We have had a quite deliberate distinction between the way that youngsters with special educational needs and others who are electively home educated are treated.

We have? Where?

I take the view that some people have absolutely prospered through being home educated.

This isn't his view to take: it's a plain fact, though it would be even truer if the word 'most' was substituted.

Sometimes they are not home educated for the entirety of a normal school career; sometimes they do so to recoup, if you wish, and then they re-enter school, perhaps on a part-time basis. I do not think there is any suggestion that the rights of parents who are dealing with young children, sometimes with quite specific needs, will in any way be negated.

Yes they will, because where we currently have the right to be immediately responsive to our children's educational needs, this will no longer be the case under the Badman recommendations. We'll have to stick to a plan instead, whether it turns out to be right for the child or not. We will have to impose the element of compulsion on our children.

On the contrary, what we are trying to say is that it is important that the state knows what is happening to them.

The state might want to know, for its own purposes, but this should not take priority over each individual child's needs and its parent's duty to respond to those needs.

Equally, the state has responsibilities to ensure that support is given to them.

Only if such support is wanted or asked for! The take-up of support has to be a voluntary affair, otherwise it can't correctly be called support at all and must be called coercion.

I'll leave this there for today and get on with attending to my children etc.


Anonymous Anonymous - would love to put my name but would probably receive a writ... said...

Support, advice, help etc I've experienced it all.

I had one civil servant conduct a home visit back in September 2005. Fast forward to Jan-May 2006 and things came to a head when the civil servant's word contradicted my version of what was said.

Thankfully, I recorded the whole home visit, which proved beyond any doubt that the civil servant had at best, lied by omission. It also proved that she had been dishonest on more than one occasion.

Her manager's reaction? They tried to threaten me with court action, saying that my recordings were a breach of her human rights and a breach of the Data Protection Act! Nevermind that the recordings proved my version of events (and what was said) to be correct!
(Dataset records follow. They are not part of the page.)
PR #284, opened 2020-02-24
Add credential and credential types endpoint

lpichler:
TPINVTRY-726
Api endpoints for service credential and service  credential types
and  credentials subcollections for service_offerings,service_instances,. ..

### DIFF
--- a/app/controllers/api/v1/mixins/index_mixin.rb
+++ b/app/controllers/api/v1/mixins/index_mixin.rb
@@ -12,20 +12,6 @@ module Api
             :sort_by    => query_sort_by
           ).response
         end
-
-        def scoped(relation)
-          if through_relation_klass
-            relation = relation.joins(through_relation_name)
-          end
-
-          relation
-        end
-
-        def raise_unless_primary_instance_exists
-          return unless subcollection?
-
-          primary_instance
-        end
       end
     end
   end
--- a/app/controllers/api/v3x0/service_credential_types_controller.rb
+++ b/app/controllers/api/v3x0/service_credential_types_controller.rb
@@ -1,0 +1,9 @@
+module Api
+  module V3x0
+    class ServiceCredentialTypesController < ApplicationController
+      include Mixins::IndexMixin
+      include Api::V1::Mixins::ShowMixin
+    end
+  end
+end
+
--- a/app/controllers/api/v3x0/service_credentials_controller.rb
+++ b/app/controllers/api/v3x0/service_credentials_controller.rb
@@ -1,0 +1,9 @@
+module Api
+  module V3x0
+    class ServiceCredentialsController < ApplicationController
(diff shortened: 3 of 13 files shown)


agrare:
@lpichler can you bump the openapi version so we can do a point release of the client?

lpichler:
> @lpichler can you bump the openapi version so we can do a point release of the client?

Done

lpichler:
I also added `ServiceCredentials` subcollections for `ServinceInstance, ServinceOffering, ServinceInstanceNode, ServinceInstanceNode`

and I did it like we have It for tagging, I used one controller(`Credentialings`) 
but `naming is hard` (I heard this quote from JoeR :) ). If you have better idea let me know. 

thanks!


cc @bdunne

app/controllers/api/v2x0/service_credential_types_controller.rb
```diff
@@ -0,0 +1,9 @@
+module Api
+  module V2x0
```
bdunne: Since we're following simver and v2.0 is already public, this should be in v2.1

gtanzillo:
I agree with Brandon's concerns...

I was not sure that the "tagging" pattern fits this use case and wanted to hear what others thought. I think it detracts more than it adds and it makes more sense to keep it simple.

Also, we'll need to have some tests here, as Brandon suggested.

slemrmartin:
@bdunne relations are similar to tags. We have 4 models, 4 join tables and 1 credentials (so 4x `has many, :through`) - tags have the same structure.

I would rather see paths like `service_offerings/:id/service_credentials` etc., but it's not normal has_many, so I don't know how it works with all the mixins

lpichler:
> * Does this need to be like tags with a special controller?  I'd prefer it to act more like a normal `has_many` relation if possible.

@bdunne  I guess you started with this ? any progress about it ? thanks!

app/controllers/api/v2x0/service_credential_types_controller.rb
bdunne: Do you mind basing this on v3.0 from https://github.com/RedHatInsights/topological_inventory-api/pull/291 ?

bdunne:
> > * Does this need to be like tags with a special controller?  I'd prefer it to act more like a normal `has_many` relation if possible.
> 
> @bdunne I guess you started with this ? any progress about it ? thanks!

Yes, this was merged in https://github.com/RedHatInsights/topological_inventory-api/pull/288

lpichler:
> > @bdunne I guess you started with this ? any progress about it ? thanks!
> 
> Yes, this was merged in #288

yes it works, 

PR updated 👍 

thanks

lpichler:
Client PR https://github.com/RedHatInsights/topological_inventory-api-client-ruby/pull/29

It came to nothing but it does go to show how corrupt and deceitful some civil servants are. As you point out, "hoping" that these LA officers will use their powers "wisely" is wishful thinking, in my experience anyway.

Worst still, they don't have much of a memory, because they tried again between January - May 2008. Did they think I had thrown away or deleted the recordings?
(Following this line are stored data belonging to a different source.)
PR #285, opened 2020-02-27
Add v2.1

lpichler:
based on request in https://github.com/RedHatInsights/topological_inventory-api/pull/284#discussion_r384003101

cc @bdunne @abellotti

### DIFF
--- a/app/controllers/api/v2x1.rb
+++ b/app/controllers/api/v2x1.rb
@@ -1,0 +1,46 @@
+module Api
+  module V2x1
+    class RootController < ApplicationController
+      def openapi
+        render :json => ::Insights::API::Common::OpenApi::Docs.instance["2.1"].to_json
+      end
+    end
+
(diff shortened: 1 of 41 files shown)


app/controllers/api/v2x1.rb
```diff
@@ -0,0 +1,47 @@
+module Api
+  module V2x1
+    class RootController < ApplicationController
+      def openapi
+        render :json => ::Insights::API::Common::OpenApi::Docs.instance["2.1"].to_json
+      end
+    end
+
+    # Same behavior as api/v1.0/
```
bdunne: These should inherit from v2.0, not v1.0

lpichler: done 👍

bdunne: The comment is incorrect now.  It can be removed though.

lpichler: yes, removed, thanks 👍

PR #157, opened 2020-10-13
Updated xraycontext to use a concurrent dictionary

### LINKED ISSUE #156: Exception - An item with the same key has already been added
Hi,

This is a copy of an issue I have logged over on the .net auto instrumentation repo.

https://github.com/aws/aws-xray-dotnet-agent/issues/19

However, I think the fix is to do with the SDK.

We are receiving the following exception intermittently.

```
Exception information: 
    Exception type: ArgumentException 
    Exception message: An item with the same key has already been added.
   at System.ThrowHelper.ThrowArgumentException(ExceptionResource resource)
   at System.Collections.Generic.Dictionary`2.Insert(TKey key, TValue value, Boolean add)
   at System.Collections.Generic.Dictionary`2..ctor(IDictionary`2 dictionary, IEqualityComparer`1 comparer)
   at Amazon.XRay.Recorder.Core.AWSXRayRecorderImpl.AddRuleName(Segment newSegment, SamplingResponse sampleResponse)
   at Amazon.XRay.Recorder.Core.AWSXRayRecorderImpl.PopulateNewSegmentAttributes(Segment newSegment, SamplingResponse sampleResponse)
   at Amazon.XRay.Recorder.Core.AWSXRayRecorderImpl.BeginSegment(String name, String traceId, String parentId, SamplingResponse samplingResponse, Nullable`1 timestamp)
   at Amazon.XRay.Recorder.AutoInstrumentation.Utils.AspNetRequestUtil.ProcessHTTPRequest(Object sender, EventArgs e)
   at System.Web.HttpApplication.SyncEventExecutionStep.System.Web.HttpApplication.IExecutionStep.Execute()
   at System.Web.HttpApplication.ExecuteStepImpl(IExecutionStep step)
   at System.Web.HttpApplication.ExecuteStep(IExecutionStep step, Boolean& completedSynchronously)
```

We receive this issue occasionally on application start. Once this issue occurs every request to the application then throws this exception. Causing the website to go down. I assume it could also happen on an application recycle.

It is hard to reproduce. I cannot reliably reproduce the issue, but it happens frequently. In our case when deploying an ElasticBeanstalk application version.

Our application makes lots of threaded http requests on startup. I believe this could be the cause.

I have been trying out this as a fix: https://github.com/sdolier/aws-xray-sdk-dotnet/commit/34167e89218d0357bc2bfa6f5821473664a46ab0

It is only a partial solution as there are other areas of the library that need to be updated to a ConcurrentDictionary.

I feel there should be global try/catch logic in this library, like in logging libraries (nlog, log4net). A monitoring/logging library should not be able to break a parent application.

sdolier:
To avoid concurrent thread access to the dictionary causing an exception

fixes #156 

### DIFF
--- a/sdk/src/Core/AWSXRayRecorderImpl.cs
+++ b/sdk/src/Core/AWSXRayRecorderImpl.cs
@@ -15,6 +15,7 @@
 // </copyright>
 //-----------------------------------------------------------------------------
 using System;
+using System.Collections.Concurrent;
 using System.Collections.Generic;
 using System.Diagnostics;
 using System.Reflection;
@@ -379,13 +380,12 @@ namespace Amazon.XRay.Recorder.Core
             IDictionary<string, string> xrayContext;
             if (newSegment.Aws.TryGetValue("xray", out object value))
             {
-                IDictionary<string, string> tempXrayContext = (Dictionary<string, string>) value;
-                xrayContext = new Dictionary<string, string>(tempXrayContext); // deep copy for thread safety
+                xrayContext = (ConcurrentDictionary<string, string>)value;
                 xrayContext[ruleNameKey] = ruleName;
             }
             else
             {
-                xrayContext = new Dictionary<string, string>();
+                xrayContext = new ConcurrentDictionary<string, string>();
                 xrayContext[ruleNameKey] = ruleName;
             }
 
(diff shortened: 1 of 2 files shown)


lupengamzn:
Thanks, will take a look later today

lupengamzn (approved):
LGTM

I have not had any problems since (touch wood) but like many people I have lost all trust and faith in civil servants when it comes to conducting home visits.

If - as it has happened on one occasion with my child - they ask to speak to them 'in private', I would have no qualms in setting up recording equipment in the room to ensure that any questioning is reasonable and correct.

If it is insisted that a child is brought into the LA offices, I personally believe that all interviews should be recorded - electronically/digitally that is or, even better by video but certainly not handwritten on some notepad, which predictedly goes missing.

Isn't it strange that if the police wants to interview a child, the whole interview must be recorded and the child must have a responsible adult (like a lawyer or solicitor) present?

Yet, this consultation is proposing that interviews are conducted alone and without witnesses. What happens if the child then makes an allegation against the interviewing LA officer? Would the child be automatically disbelieved? Would it be up to the child to prove any misconduct?

What about "Safeguarding Children?"

Even with recordings that proves a civil servant's misconduct, it can be difficult to persuade managers to discipline any misconduct. So what hope if the family have no evidence? Or any record of what was said?